Truongsonia

Scientific classification
- Kingdom: Plantae
- Clade: Tracheophytes
- Clade: Angiosperms
- Clade: Monocots
- Clade: Commelinids
- Order: Arecales
- Family: Arecaceae
- Genus: Truongsonia A.J.Hend., N.S.Lý, W.J.Baker, S.Bellot, J.Dransf. & Eiserhar
- Species: T. lecongkietii
- Binomial name: Truongsonia lecongkietii N.S.Lý, W.J.Baker & A.J.Hend.

= Truongsonia =

- Genus: Truongsonia
- Species: lecongkietii
- Authority: N.S.Lý, W.J.Baker & A.J.Hend.
- Parent authority: A.J.Hend., N.S.Lý, W.J.Baker, S.Bellot, J.Dransf. & Eiserhar

Genus of palms

Truongsonia is a genus of palms.
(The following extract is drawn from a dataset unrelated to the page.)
PR #467, opened 2024-07-05
feat(multipath): omit module if included with no multipath devices and no user conf

### LINKED ISSUE #465: multipath in no-hostonly mode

It includes a single species, Truongsonia lecongkietii, which is endemic to Vietnam.

It is a small palm known only from a small area of Quảng Ngãi province in central Vietnam. It grows in forest understorey on steep slopes near streams in primary evergreen broadleaf forest at about 1000 meters elevation.